Task goal:
Your answer should consist of each line below that includes the word "multi".

[Collected data entries]
PR #454, opened 2016-01-30
Invalidate caches after correct file

norio-nomura:
Cache entry should be invalidate on every corrections, because caches and content may not match after corrections.


jpsim:
:+1: good thinking.

norio-nomura:
I'm sorry for ran `swiftlint autocorrect` for the first time on testing this PR. :laughing:

PR #455, opened 2016-01-30
Improve performance of `ColonRule`

norio-nomura:
The duration of `ColonRule` on linting Carthage 0.11 is reduced from 2287ms to 1581ms by Instruments.
from:
screenshot 2016-01-30 22 07 06
to:
screenshot 2016-01-30 22 07 40


jpsim:
Wow, nice work!

norio-nomura:
:pray:

PR #994, opened 2016-12-16
Fixing false positives in operator_usage_whitespace

### LINKED ISSUE #989: operator_usage_whitespace doesn't trigger if operand has parentheses
Examples:

```swift
let v8 = Int8(1)  << 6
let v8 = 1 <<  (6)
```

marcelofabri:
Fixes #989

### DIFF
--- a/Source/SwiftLintFramework/Rules/OperatorUsageWhitespaceRule.swift
+++ b/Source/SwiftLintFramework/Rules/OperatorUsageWhitespaceRule.swift
@@ -30,7 +30,9 @@ public struct OperatorUsageWhitespaceRule: OptInRule, ConfigurationProviderRule 
             "let foo = 1 + \n  2\n",
             "let range = 1...3\n",
             "let range = 1 ... 3\n",
-            "let range = 1..<3\n"
+            "let range = 1..<3\n",
+            "#if swift(>=3.0)\n",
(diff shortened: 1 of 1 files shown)


Source/SwiftLintFramework/Rules/OperatorUsageWhitespaceRule.swift
```diff
@@ -61,18 +66,19 @@ public struct OperatorUsageWhitespaceRule: OptInRule, ConfigurationProviderRule
...
         let patterns = spaces.map { first, second in
-            variableOrNumber + first + operators + second + variableOrNumber
+            leadingVariableOrNumber + first + operators + second + trailingVariableOrNumber
         }
         let pattern = "(?:\(patterns.joined(separator: "|")))"
 
-        let genericPattern = "<.+?>"
-        let validRangePattern = variableOrNumber + zeroSpaces + rangePattern +
-            zeroSpaces + variableOrNumber
+        let genericPattern = "<(?:\(oneSpace)|\\S)+?>" // not using dot to avoid matching new line
```
marcelofabri: this still can prevent some violations if there's `>` on the same line, for example:
```swift
method(1 <<   (6), otherParam: 1 > 2)
```

🐛

jpsim:
👍

PR #996, opened 2016-12-17
make UnusedClosureParameterRule correctable

jpsim:
I know @marcelofabri expressed an interest in improving how correctable rules are written in https://github.com/realm/SwiftLint/pull/992#issuecomment-267716268, but as I ran this rule on Realm and noticed that there were lots of violations, I realized it would take the same amount of time to manually fix the violations than it would take to make this rule correctable. So here we are...

How's this for now, @marcelofabri?


marcelofabri:
👯

PR #997, opened 2016-12-17
Add offset tests with multi-byte strings

marcelofabri:
As @jpsim mentioned in https://github.com/realm/SwiftLint/pull/995, this will catch problems with multi-byte strings


jpsim:
I thought we already had something like this... maybe I'm thinking of some tests in SourceKitten instead.

This is crashing on Linux 😱

jpsim:
Also interesting that these tests wouldn't have caught the problems fixed in #995.

marcelofabri:
> This is crashing on Linux 😱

Solution:
Add offset tests with multi-byte strings
As @jpsim mentioned in https://github.com/realm/SwiftLint/pull/995, this will catch problems with multi-byte strings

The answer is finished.